#7.GÜLÜMSEME

39.5K 1.5K 1.1K
                                    

İnsan, geçmişine tüm gücüyle basmadığı sürece geleceğine gidemez ve ben geçmişimin üstüne basmak yerine onu omuzlarıma yüklüyor ve altında eziliyordum.

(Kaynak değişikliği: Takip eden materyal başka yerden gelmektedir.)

PR #9877, opened 2026-07-15
Use new expect().toHaveStatus() matcher in tests

mattwiller:
Follow-up to #9873 

```
s/\.status\)\.to[a-zA-Z]+\((\d)/).toHaveStatus($1/g
```

### DIFF
--- a/packages/server/src/fhir/operations/book.test.ts
+++ b/packages/server/src/fhir/operations/book.test.ts
@@ -183,7 +183,7 @@ describe('Appointment/$book', () => {
         ],
       });
 
-    expect(response.status).toEqual(400);
+    expect(response).toHaveStatus(400);
     expect(response.body).toHaveProperty('issue', [
       {
         code: 'invalid',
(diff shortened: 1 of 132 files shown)


packages/server/src/fhir/operations/book.test.ts
```diff
@@ -242,7 +242,7 @@ describe('Appointment/$book', () => {
       });
 
     expect(response.body).not.toHaveProperty('issue');
-    expect(response.status).toEqual(201);
+    expect(response).toHaveStatus(201);
```
noahsilas: This is a pattern I used a lot to get at some of the value of the `toHaveStatus` matcher: in the "OK" scenarios, I first tested that `response.body.issue` did not exist, which had the side effect of emitting a helpful error message saying what was present in `issue` when the request wasn't successful.

Overall, I think that the better thing here is now to drop that first assertion, as the full response body (including `issue`) will be in this assertion's output.

Would you mind if I push a commit onto this branch that drops those leading `issue` assertions?

noahsilas (approved):
🎉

Kendimden biraz bahsetmek gerekirse, göğüslerime kadar gelen koyu kızıl düz saçlarım,koyu yeşile kaçan gözlerim var.Tenim çoğu kızılda olduğu gibi beyaz ama yüzümde çiller yok ve yüzümün hiçbir çekiciliği yok. Dudaklarım rujdan uzak, çoğu zaman çatlamış olurdu.

Saçlarım dışında dikkat çeken bir yanım yoktu. Buna fiziğim de dahil. Normal bir kızdım.

Oturduğum koltuğa yaslanmış bedenim geçmişi taşıyan omuzlarımın yaptığı basınçla ezilirken , duran arabayla irkilerek kendime geldim.Karan motoru durdurdu."Bir daha senden aynı hatayı yapmanı istemiyorum.Canını tehlikeye atmayacaksın." Dedi sesi kılıçlarını bana çekmiş bir savaşçıydı." Normal bir hayatım yok. Bu tür olaylar olmaya devam edecek, bugün yaşandı, yarın daha beteri yaşanacak.Benim hayatım bu."

Karan Karael'in hem bağırması hem de küfür etmesi, sanki bir ceviz ağacının altında uyuyakalmışım gibi beni sersemletmişti.Beklediğim bir tepki var mıydı bilmiyorum ama bunu beklemediğim aşikardı.

"Tamam bir daha olmaz." Sesim kısıktı." Seni bir daha düşünmem.Bir daha ölecek noktaya bile gelsen arkamı dönüp giderim ben de.Beni buna mecbur bıraktın."dediğimde kırgındım."Kötü bir şey yapmadığımı fark edemediğine göre istediğin bu.Sana ne diyebilirim ki?Ne diyebilirim?Tamam Adana'lı."

Karan Karael.

Hayatımın içine, bedeninde taşıdığı ateşler ile gelmişti.Gözleri, koyu renk gözlerine baktığımda bir ateş çukuruna bakıyor gibi hissederdim.Ve şu anda da o ateşler vardı. Sert ve kemikli yüzünde cayır cayır yanıyorlardı.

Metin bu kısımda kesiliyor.